→ **ASSIGNED TASK**:
In the material below, find the line that contains "operations are used" and the line that contains "rebase, I presume.", then write out exactly those two lines and everything between them.

→ **SUPPLIED MATERIAL**:

Issue #893, opened 2020-05-01
CP2K 7.1-Cuda Bandgap and HF energies different from previous versions


AndresOrtegaGuerrero:
Dear CP2K developers,

I have used CP2K 5.1 and 6.1 for PBE0-TC-LRC calculations in the past.
I have found that my Bandgap values are consistent in versions 5.1 and 6.1 in our local cluster and other cluster too.
I did calculations with the versions 6.1 and 7.1 with Cuda in Piz Daint, and I have found that the Bandgaps different and the HF energies (and total energies) are now different
There is no difference using a restart wfn file or optimizing the SCF cycle from the beginning. 
This is one example but I have noticed in different systems of periodic calcuations.
5.1 and 6.1 no cuda
(1) 
   Overlap energy of the core charge distribution:               0.00007052589464
  Self energy of the core charge distribution:              -4822.08795661199383
  Core Hamiltonian energy:                                   1456.10019696034419
  Hartree energy:                                            1951.78336227053728
  Exchange-correlation energy:                               -433.84963055662922
  Hartree-Fock Exchange energy:                              -127.87395151550244
  Dispersion energy:                                           -0.46932014114032
  Total energy  ENERGY| Total FORCE_EVAL ( QS ) energy (a.u.):            -1976.397228950271256
   HOMO - LUMO gap [eV] :    2.910486

6.1 and 7.1 with cuda 
 (2)
    Overlap energy of the core charge distribution:               0.00007052589464
  Self energy of the core charge distribution:              -4822.08795661199383
  Core Hamiltonian energy:                                   1456.47181019598679
  Hartree energy:                                            1951.50352600623592
  Exchange-correlation energy:                               -438.90435624956706
  Hartree-Fock Exchange energy:                              -121.46009108451653
  Dispersion energy:                                           -0.46932014114033
  Total energy ENERGY| Total FORCE_EVAL ( QS ) energy (a.u.):            -1974.946317359100703
  HOMO - LUMO gap [eV] :    2.747721

best, 

Andres Ortega
LSMO EPFL

ltalirz:
Is it possible to disable the GPU in the gpu-version of cp2k?
I.e. can Andres test the result on piz daint with the GPU disabled? 

@AndresOrtegaGuerrero it might be useful if you attach the input file and the submission script

pseewald:
Why was this issue closed? I can have a look at it, it would be helpful if you could provide an input file.

[...]

PR #1200, opened 2020-12-03
DBCSR: Add regtest for thread dist (issue #893)

oschuett:


alazzaro:
@oschuett I think you will wait for the new DBCSR to check with? I mean, the test is supposed to fail without the fix...

oschuett:
Actually, my plan was to submit this right away. Since you have a patch coming, the dashboard shouldn't be red for too long.
It will allow you to validate your patch and we document the fix in the dashboard history.

Wouldn't you agree?

alazzaro:
OK, then I understood your point and agree with you. 
Yes, this new DBCSR RC will go in today.
I'm still waiting for a reply to the #893 (we got one)... Probably there is another missing problem, people are reporting wrong results even with a single thread...

PR #1348, opened 2021-02-02
Add some remarks to INSTALL.md

### LINKED ISSUE #1269: INSTALL.md: remove conditionals for OpenMP, document -fallow-argument-mismatch when using MPICH and gcc-10
We are still referring to optional OpenMP support: `"If compiling with OpenMP support ..."` and possibly in other places.

To prevent issues being filed we should furthermore document that adding `-fallow-argument-mismatch` may be required when building CP2K with gcc-10 and MPICH (like on the new UZH/CSCS Eiger).

### LINKED ISSUE #1295: documentation: add minimal required versions for packages (like SIRIUS)
Hi

I tried to compile cp2k-8.1 with sirius 6.5.3 (with gfortran 10.2.0 and Cygwin on Windows 10) and got the following errors during compiling sirius_interface.f:

```
   61 |    USE sirius,                          ONLY: &
      |       1
......
  163 |       CALL sirius_create_context(sirius_mpi_comm, sctx)
      |                                                       2
Error: ‘sirius_create_context’ at (1) has a type, which is not consistent with the CALL at (2)
/home/user/cp2k-8.1/src/sirius_interface.F:275:57:

  275 |                                       spin_orbit=.FALSE.)
      |                                                         1
Error: Type mismatch in argument ‘spin_orbit’ at (1); passed LOGICAL(4) to LOGICAL(1)
/home/user/cp2k-8.1/src/sirius_interface.F:61:7:

   61 |    USE sirius,                          ONLY: &
      |       1
......
  423 |          CALL sirius_create_kset_from_grid(sctx, k_grid(1), k_shift(1), use_symmetry=.TRUE., kset_handler=ks_handler)
      |                                                                                                                     2
Error: ‘sirius_create_kset_from_grid’ at (1) has a type, which is not consistent with the CALL at (2)
/home/user/cp2k-8.1/src/sirius_interface.F:61:7:

   61 |    USE sirius,                          ONLY: &
      |       1
......
  425 |          CALL sirius_create_kset_from_grid(sctx, k_grid(1), k_shift(1), use_symmetry=.FALSE., kset_handler=ks_handler)
      |                                                                                                                      2
Error: ‘sirius_create_kset_from_grid’ at (1) has a type, which is not consistent with the CALL at (2)
/home/user/cp2k-8.1/src/sirius_interface.F:61:7:

   61 |    USE sirius,                          ONLY: &
      |       1
......
  428 |       CALL sirius_create_ground_state(ks_handler, gs_handler)
      |                                                             2
Error: ‘sirius_create_ground_state’ at (1) has a type, which is not consistent with the CALL at (2)
/home/user/cp2k-8.1/src/sirius_interface.F:109:53:

  109 |       CALL sirius_finalize(.FALSE., .FALSE., .FALSE.)
      |                                                     1
Error: Type mismatch in argument ‘call_mpi_fin’ at (1); passed LOGICAL(4) to LOGICAL(1)
/home/user/cp2k-8.1/src/sirius_interface.F:98:37:

   98 |       CALL sirius_initialize(.FALSE.)
      |                                     1
Error: Type mismatch in argument ‘call_mpi_init’ at (1); passed LOGICAL(4) to LOGICAL(1)
```

The "passed LOGICAL(4) to LOGICAL(1)" errors can be solved by replaceing ".FALSE./.TRUE." with "LOGICAL(L=.FALSE.(or .TRUE.), KIND=1)".

According to the function declaration on genetated.F90 (found in sirius/src/api. The latest file also can be seen in https://github.com/electronic-structure/SIRIUS/blob/master/src/api/generated.f90),

```
function sirius_create_context(fcomm) result(res)
implicit none
integer(C_INT), intent(in) :: fcomm
    :
END FUNCTION

function sirius_create_kset_from_grid(handler,k_grid,k_shift,use_symmetry) result(res)
implicit none
type(C_PTR), intent(in) :: handler
integer(C_INT), intent(in) :: k_grid
integer(C_INT), intent(in) :: k_shift
logical(C_BOOL), intent(in) :: use_symmetry
    :
END FUNCTION

function sirius_create_ground_state(ks_handler) result(res)
implicit none
type(C_PTR), intent(in) :: ks_handler
   :
END FUNCTION
```

the type of arguments of the functions "sirius_create_context, sirius_create_kset_from_grid and sirius_create_ground_state" are apparently
different between sirius_interface.f and declaration of sirius 6.5.3.

How could be solved the problem?

Thank you in advance.

oschuett:
Closes #1269 and closes #1295.

### DIFF
--- a/INSTALL.md
+++ b/INSTALL.md
@@ -37,6 +37,10 @@ cd tools/toolchain/
 Sub-points here discuss prerequisites needed to build CP2K. Copies of the
 recommended versions of 3rd party software can be downloaded from <https://www.cp2k.org/static/downloads/>.
 
+Generally, CP2K supports only one version for each of its dependencies.
+These are defined by the [toolchain scripts](./tools/toolchain/scripts/).
+Other versions might work too, but we don't test them. So, your mileage may vary.
+
 ### 2a. GNU make (required, build system)
 
 GNU make should be on your system (gmake or make on linux) and used for the build,
--- a/INSTALL.md
+++ b/INSTALL.md
@@ -73,8 +73,10 @@ matching your compiler, and download all patches!
   - <http://math-atlas.sourceforge.net>
   - <https://www.tacc.utexas.edu/research-development/tacc-software/gotoblas2>
 
-If compiling with OpenMP support then it is recommended to use a non-threaded
-version of BLAS. In particular if compiling with MKL and using OpenMP you must
+Please note that the BLAS/LAPACK implementation used by CP2K needs to be
+OpenMP thread-safe. Examples are: the sequential variant of the Intel MKL,
+the Cray libsci, the OpenBLAS OpenMP variant and the reference BLAS/LAPACK packages.
+In particular if compiling with MKL you must
 define `-D__MKL` to ensure the code is thread-safe. MKL with multiple OpenMP
 threads in CP2K requires that CP2K was compiled with the Intel compiler.
 If the `cpp` precompiler is used in a separate precompilation step in combination
@@ -125,9 +127,8 @@ use gfortran).
 :warning: Note that on machines and compilers which support SSE you can configure
 FFTW3 with `--enable-sse2`. Compilers/systems that do not align memory (NAG f95,
 Intel IA32/gfortran) should either not use `--enable-sse2` or otherwise set the
-define `-D__FFTW3_UNALIGNED` in the arch file. When building an OpenMP parallel
-version of CP2K (ssmp or psmp), the FFTW3 threading library libfftw3_threads
-(or libfftw3_omp) is required.
+define `-D__FFTW3_UNALIGNED` in the arch file. Since CP2K is OpenMP parallelized,
+the FFTW3 threading library libfftw3_threads (or libfftw3_omp) is required.
 
 ### 2g. LIBINT (optional, enables methods including HF exchange)
 
@@ -204,8 +205,7 @@ Library ELPA for the solution of the eigenvalue problem
 
 - ELPA replaces the ScaLapack `SYEVD` to improve the performance of the diagonalization
 - A version of ELPA can to be downloaded from <http://elpa.rzg.mpg.de/software>.
-- During the installation the `libelpa.a`
-  (or `libelpa_openmp.a` if OpenMP is enabled) is created.
+- During the installation the `libelpa_openmp.a` is created.
 - Minimal supported version of ELPA is 2018.05.001.
 - Add `-D__ELPA` to `DFLAGS`
 - Add `-I$(ELPA_INCLUDE_DIR)/modules` to `FCFLAGS`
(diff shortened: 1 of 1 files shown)


INSTALL.md
```diff
@@ -73,8 +77,8 @@ matching your compiler, and download all patches!
   - <http://math-atlas.sourceforge.net>
   - <https://www.tacc.utexas.edu/research-development/tacc-software/gotoblas2>
 
-If compiling with OpenMP support then it is recommended to use a non-threaded
-version of BLAS. In particular if compiling with MKL and using OpenMP you must
+Although CP2K is OpenMP parallelized it is recommended to use a non-threaded
+version of BLAS. In particular if compiling with MKL you must
```
dev-zero: Hmm, I think we should add add a note here stating that we also require the BLAS/LAPACK calls/library to be OpenMP-threadsafe (especially OpenBLAS).

INSTALL.md
```diff
@@ -37,6 +37,10 @@ cd tools/toolchain/
 Sub-points here discuss prerequisites needed to build CP2K. Copies of the
 recommended versions of 3rd party software can be downloaded from <https://www.cp2k.org/static/downloads/>.
 
+Generally, CP2K supports only one version for each of its dependencies.
+These are defined by the [toolchain scripts](./tools/toolchain/scripts/).
+Other versions might work too, but we don't test them. So, your mileage may vary.
+
```
dev-zero, line 43: I hoped we'd provide the information in a more user-friendly, especially when users want to reuse for example minor versions of libraries they have already installed. And for things like BLAS/LAPACK/ScaLAPACK this also does not generally apply, does it?

INSTALL.md
oschuett: Good point. How should we word this? Also, doesn't threadsafe usually imply that it's threaded?

INSTALL.md
oschuett: I think, it's transparent and honest. We only test one combination of versions and we shouldn't make any further promises.

> And for things like BLAS/LAPACK/ScaLAPACK this also does not generally apply, does it?

Same here. We only test one combination of versions. I do agree that these libraries are very stable and there is a high chance that other versions will work too, but we can't be certain.

INSTALL.md
dev-zero: > Good point. How should we word this?

Please note that the BLAS/LAPACK implementation used by CP2K needs to be OpenMP thread-safe. Examples are: the sequential variant of the Intel MKL, the Cray libsci, the OpenBLAS OpenMP variant and the reference BLAS/LAPACK packages.

> Also, doesn't threadsafe usually imply that it's threaded?

No, see the reference LAPACK/BLAS implementation (just hope someone verified that at some point), the sequential MKL.

oschuett: Sounds good. I've adopted your paragraph.

PR #1352, opened 2021-02-05
Machine: Enable flushing by default

oschuett:


ltalirz:
Thanks for the quick fix!

While I agree with the new default behavior, I wonder whether there were concrete use cases that led to the previous default for performance reasons (perhaps also not that easy to detect?)?
I also notice that [many regtests and benchmarks already use the keyword](https://github.com/cp2k/cp2k/search?p=19&q=flush_should_flush) - which could be a solution for the regtests and benchmarks, but would of course still result in users ending up with less helpful output files after a crash.

Would it be possible to trigger a flush when an abort is requested?

oschuett:
> While I agree with the new default behavior, I wonder whether there were concrete use cases that led to the previous default for performance reasons (perhaps also not that easy to detect?)?

I actually only changed the behavior for the short time during startup before the input is parsed. Afterwards, the value gets [copied](https://github.com/cp2k/cp2k/blob/7162243fa0d0286adeedbd8b229a8f6d0d3ac67d/src/environment.F#L543) from the [input](https://manual.cp2k.org/trunk/CP2K_INPUT/GLOBAL.html#FLUSH_SHOULD_FLUSH), which defaults to TRUE as well.

> Would it be possible to trigger a flush when an abort is requested?

Yes, that's a good idea. I included it in #1355.

ltalirz:
> I actually only changed the behavior for the short time during startup before the input is parsed.

Thanks for the clarification!

> Afterwards, the value gets copied from the input, which defaults to TRUE as well.

I see - looks like Joost introduced it in 2008 with default `FALSE` but then changed it to `TRUE` one year later ;-)
https://github.com/cp2k/cp2k/search?q=FLUSH_SHOULD_FLUSH&type=commits

> Yes, that's a good idea. I included it in #1355.

Great!

PR #1362, opened 2021-02-16
Updated SIRIUS to latest official version

mtaillefumier:
Updating SIRIUS to the latest version

PR #1365, opened 2021-02-17
Toolchain: Compile SPLA only when MPI is available

oschuett:
Followup to #1362.


dev-zero:
could you also fix the typo in the `spla` description?

PR #1366, opened 2021-02-17
precommit: Add shfmt to format shell scripts

oschuett:


dev-zero:
could you please add that to `.pre-commit-config.yml` as well?

PR #1368, opened 2021-02-18
Space group symmetry

pcazade:
@ltalirz @oschuett This is a follow up PR to implement Leopold's suggestions.  I added a more complete description of the space group feature in the KEEP_SPACE_GROUP information.

### DIFF
--- a/src/start/input_cp2k_motion.F
+++ b/src/start/input_cp2k_motion.F
@@ -869,18 +869,10 @@ CONTAINS
       ! collects keywords related to Space Group Symmetry
       CALL keyword_create( &
          keyword, __LOCATION__, name="KEEP_SPACE_GROUP", &
-         description="Enables keeping the space group symmetry during optimization."// &
-         "The space group is automatically detected and preserved."// &
-         "The ability to identify the space group depends on the quality"// &
-         "and accuracy of the input coordinates and of the cell parameters."// &
-         "PDB files usually are not accurate enough."// &
-         "EPS_SYMMETRY keyword can be used to adjust the detection threshold."// &
-         "Ranges of atoms can be excluded from it via the repeatable keyword SYMM_EXCLUDE_RANGE."// &
-         "SYMM_REDUCTION allows to take into account the effect of a polarization electric on the symmetry."// &
-         "It typically reduces it. The vector should have the same direction has the electric field."// &
-         "The amplitude does not matter."// &
-         "Finally, space group symmetry is only applied on the coordinates, the forces, and the stress tensor."// &
-         "It does not affect and/or reduce the computational cost of energy evaluation.", &
+         description="Detect space group of atoms and preserve during optimization."// &
+         "The space group symmetry is applied to coordinates, forces, and the stress tensor."// &
+         "It does not affect/reduce computational cost."//&
+         "Use EPS_SYMMETRY to adjust the detection threshold.", &
          usage="KEEP_SPACE_GROUP .TRUE.", &
          default_l_val=.FALSE., lone_keyword_l_val=.TRUE., repeats=.FALSE.)
       CALL section_add_keyword(section, keyword)
@@ -898,7 +890,9 @@ CONTAINS
       ! collects keywords related to reduction of symmetry due to an external field
       CALL keyword_create( &
          keyword, __LOCATION__, name="SYMM_REDUCTION", &
-         description="Polarization vector of the electric field for space group symmetry reduction", &
+         description="Direction of the external static electric field."\\ &
+         "Some symmetry operations are not compartible with the dircetion of an electric field."\\ &
+         "These operations are used when enforcing the space group.", &
          usage="SYMM_REDUCTION  0.0 0.0 0.0", &
          repeats=.FALSE., n_var=3, &
          type_of_var=real_t, default_r_vals=(/0.0_dp, 0.0_dp, 0.0_dp/))
@@ -908,7 +902,9 @@ CONTAINS
       ! collects keywords related to ranges of atoms to symmetrize
       CALL keyword_create( &
          keyword, __LOCATION__, name="SYMM_EXCLUDE_RANGE", &
-         description="Range of atoms to exclude from space group symmetry. This keyword can be repeated.", &
+         description="Range of atoms to exclude from space group symmetry."\\ &
+         "These atoms are excluded from both identification and enforcement."\\ &
+         "This keyword can be repeated.", &
          repeats=.TRUE., usage="SYMM_EXCLUDE_RANGE {Int} {Int}", type_of_var=integer_t, n_var=2)
       CALL section_add_keyword(section, keyword)
       CALL keyword_release(keyword)
--- a/src/start/input_cp2k_motion.F
+++ b/src/start/input_cp2k_motion.F
@@ -869,8 +869,19 @@ CONTAINS
       ! collects keywords related to Space Group Symmetry
       CALL keyword_create( &
          keyword, __LOCATION__, name="KEEP_SPACE_GROUP", &
-         description="Keep the space group symmetry operation during optimization.", &
-         usage="KEEP_SPACE_GROUP yes", &
+         description="Enables keeping the space group symmetry during optimization."// &
+         "The space group is automatically detected and preserved."// &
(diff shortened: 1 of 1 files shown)


pcazade:
@oschuett I should have done a git rebase, I presume.

ltalirz:
just create a new branch from master and  `git cherry-pick` your latest two commits on top

then force-push to your fork, overwriting this branch

src/start/input_cp2k_motion.F
```diff
@@ -869,16 +869,27 @@ RECURSIVE SUBROUTINE create_geoopt_section(section, location, label, description
...
+         "and accuracy of the input coordinates and of the cell parameters."// &
+         "PDB files usually are not accurate enough."// &
+         "EPS_SYMMETRY keyword can be used to adjust the detection threshold."// &
+         "Ranges of atoms can be excluded from it via the repeatable keyword SYMM_EXCLUDE_RANGE."// &
+         "SYMM_REDUCTION allows to take into account the effect of a polarization electric on the symmetry."// &
+         "It typically reduces it. The vector should have the same direction has the electric field."// &
+         "The amplitude does not matter."// &
+         "Finally, space group symmetry is only applied on the coordinates, the forces, and the stress tensor."// &
+         "It does not affect and/or reduce the computational cost of energy evaluation.", &
+         usage="KEEP_SPACE_GROUP .TRUE.", &
```
ltalirz:
```suggestion
         description="Detect space group of atoms and preserve during optimization."// &
         "The space group symmetry is applied to coordinates, forces, and the stress tensor."// &
         "It does not affect/reduce computational cost."//&
          "Use EPS_SYMMETRY to adjust the detection threshold.", &
         usage="KEEP_SPACE_GROUP .TRUE.", &
```

ltalirz (commented):
thanks @pcazade !

a few questions/comments from my side

src/start/input_cp2k_motion.F
```diff
@@ -869,16 +869,27 @@ RECURSIVE SUBROUTINE create_geoopt_section(section, location, label, description
...
          default_l_val=.FALSE., lone_keyword_l_val=.TRUE., repeats=.FALSE.)
       CALL section_add_keyword(section, keyword)
       CALL keyword_release(keyword)
 
       ! collects keywords related to precision for finding the space group
       CALL keyword_create( &
          keyword, __LOCATION__, name="EPS_SYMMETRY", &
-         description="Accuracy required for symmetry detection", &
+         description="Accuracy required for the identification of the space group.", &
```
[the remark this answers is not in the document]
pcazade: @ltalirz Yes, EPS_SYMMETRY is used for symprec in Spglib, but it is also used later on by my routine to build the array of equivalent atoms. Regarding PDB, basically EPS_SYMMETRY should be larger that 1e-3. However, I would argue against as making the threshold easier to pass may lead to identify symmetries that are not there or finding atoms as being equivalent, when they are not. Basically, PDB should not be used for symmetry. I know, I tried a lot. Coordinates with at least 5-6 digits are best.

src/start/input_cp2k_motion.F
```diff
@@ -887,7 +898,7 @@ RECURSIVE SUBROUTINE create_geoopt_section(section, location, label, description
       ! collects keywords related to reduction of symmetry due to an external field
       CALL keyword_create( &
          keyword, __LOCATION__, name="SYMM_REDUCTION", &
-         description="Polarisation vector of electric field for symmetry reduction", &
+         description="Polarization vector of the electric field for space group symmetry reduction", &
```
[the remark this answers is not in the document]
pcazade: @ltalirz This is indeed intended for calculations with an applied electric field. The former partially breaks the symmetry and this needs to be taken into account. It is not very elegant but I did not know how to easily access this information in FIST and QS. Furthermore, the electric field is defined differently in FIST and QS. In one, it is a fractional (scaled) vector, and in the other it is given directly in cartesian coordinates. Finally, having this option in SPGR, let users break/lower the symmetry if they want/need to.

src/start/input_cp2k_motion.F
```diff
@@ -897,23 +908,23 @@ RECURSIVE SUBROUTINE create_geoopt_section(section, location, label, description
       ! collects keywords related to ranges of atoms to symmetrize
       CALL keyword_create( &
          keyword, __LOCATION__, name="SYMM_EXCLUDE_RANGE", &
-         description="Range of atoms to exclude from symmetry. This keyword can be repeated.", &
+         description="Range of atoms to exclude from space group symmetry. This keyword can be repeated.", &
```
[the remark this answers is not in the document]
pcazade: @ltalirz These atoms are excluded form both identification and enforcement. This is something I needed to study protein crystals where the position of water molecules is not know and most likely not symmetric.

src/start/input_cp2k_motion.F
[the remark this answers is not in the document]
pcazade: @ltalirz Further clarifications here. The space group that is identified is the same with or without the electric field. However, the former forbids some symmetry operations of that space group. This keyword is used to determine which of the space group symmetry operations are forbidden to prevent them from being enforced.

src/start/input_cp2k_motion.F
```diff
@@ -869,16 +869,19 @@ RECURSIVE SUBROUTINE create_geoopt_section(section, location, label, description
...
+         usage="KEEP_SPACE_GROUP .TRUE.", &
          default_l_val=.FALSE., lone_keyword_l_val=.TRUE., repeats=.FALSE.)
       CALL section_add_keyword(section, keyword)
       CALL keyword_release(keyword)
 
       ! collects keywords related to precision for finding the space group
       CALL keyword_create( &
          keyword, __LOCATION__, name="EPS_SYMMETRY", &
-         description="Accuracy required for symmetry detection", &
+         description="Accuracy required for the identification of the space group.", &
```
ltalirz: Thanks for the clarification!

Looking at the [definition of symprec](https://spglib.github.io/spglib/variable.html#variables-symprec), it seems to me that it actually has a unit - namely the unit of the atomic vectors you pass to spglib.

Are you passing them in in Angstroms?
If yes, then EPS_SYMMETRY should probably get a unit, with Angstrom per default.

Perhaps something like
```suggestion
         description="Accuracy for space group determination. Roughly speaking, two atomic positions v1, v2 are considered identical if |v1 - v2| < EPS_SYMMETRY. ", &
```

I think that should then be enough information for people to figure out by themselves how much precision they have in their structures (i.e. we may not need to mention PDB specifically).

pcazade: @ltalirz EPS_SYMMETRY is dimensionless. It is the difference between the scaled position vectors which is compared to it.

ltalirz: Thanks, that is good to know for users - it means that doubling a cell can make atoms equivalent that were not considered equivalent before (and in a very large cell, very far away atoms can be considered equivalent).

In any case, I think as long as it is documented that's fine.

ltalirz:
Thanks for the updates @pcazade - good to merge from my side!

src/start/input_cp2k_motion.F
pcazade: @ltalirz No problem with supercell. Spglib detects that very well. Basically, it adds more translation operations. Rotations are not affected. So atoms that are equivalent in the original cell will also be equivalent with their translation images. I tested this extensively as k-points don't work well (if at all, sorry but there's a problem there in cp2k), and supercells are required.

src/start/input_cp2k_motion.F
```diff
@@ -869,16 +869,20 @@ RECURSIVE SUBROUTINE create_geoopt_section(section, location, label, description
       ! collects keywords related to Space Group Symmetry
       CALL keyword_create( &
          keyword, __LOCATION__, name="KEEP_SPACE_GROUP", &
-         description="Keep the space group symmetry operation during optimization.", &
-         usage="KEEP_SPACE_GROUP yes", &
+         description="Detect space group of atoms and preserve during optimization."// &
```
oschuett: Please add a space at the end of each continued line. The `//` operator just concatenates strings.

pcazade: @oschuett Done.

→ **PROBLEM SOLUTION**:
+         "These operations are used when enforcing the space group.", &
          usage="SYMM_REDUCTION  0.0 0.0 0.0", &
          repeats=.FALSE., n_var=3, &
          type_of_var=real_t, default_r_vals=(/0.0_dp, 0.0_dp, 0.0_dp/))
@@ -908,7 +902,9 @@ CONTAINS
       ! collects keywords related to ranges of atoms to symmetrize
       CALL keyword_create( &
          keyword, __LOCATION__, name="SYMM_EXCLUDE_RANGE", &
-         description="Range of atoms to exclude from space group symmetry. This keyword can be repeated.", &
+         description="Range of atoms to exclude from space group symmetry."\\ &
+         "These atoms are excluded from both identification and enforcement."\\ &
+         "This keyword can be repeated.", &
          repeats=.TRUE., usage="SYMM_EXCLUDE_RANGE {Int} {Int}", type_of_var=integer_t, n_var=2)
       CALL section_add_keyword(section, keyword)
       CALL keyword_release(keyword)
--- a/src/start/input_cp2k_motion.F
+++ b/src/start/input_cp2k_motion.F
@@ -869,8 +869,19 @@ CONTAINS
       ! collects keywords related to Space Group Symmetry
       CALL keyword_create( &
          keyword, __LOCATION__, name="KEEP_SPACE_GROUP", &
-         description="Keep the space group symmetry operation during optimization.", &
-         usage="KEEP_SPACE_GROUP yes", &
+         description="Enables keeping the space group symmetry during optimization."// &
+         "The space group is automatically detected and preserved."// &
(diff shortened: 1 of 1 files shown)


pcazade:
@oschuett I should have done a git rebase, I presume.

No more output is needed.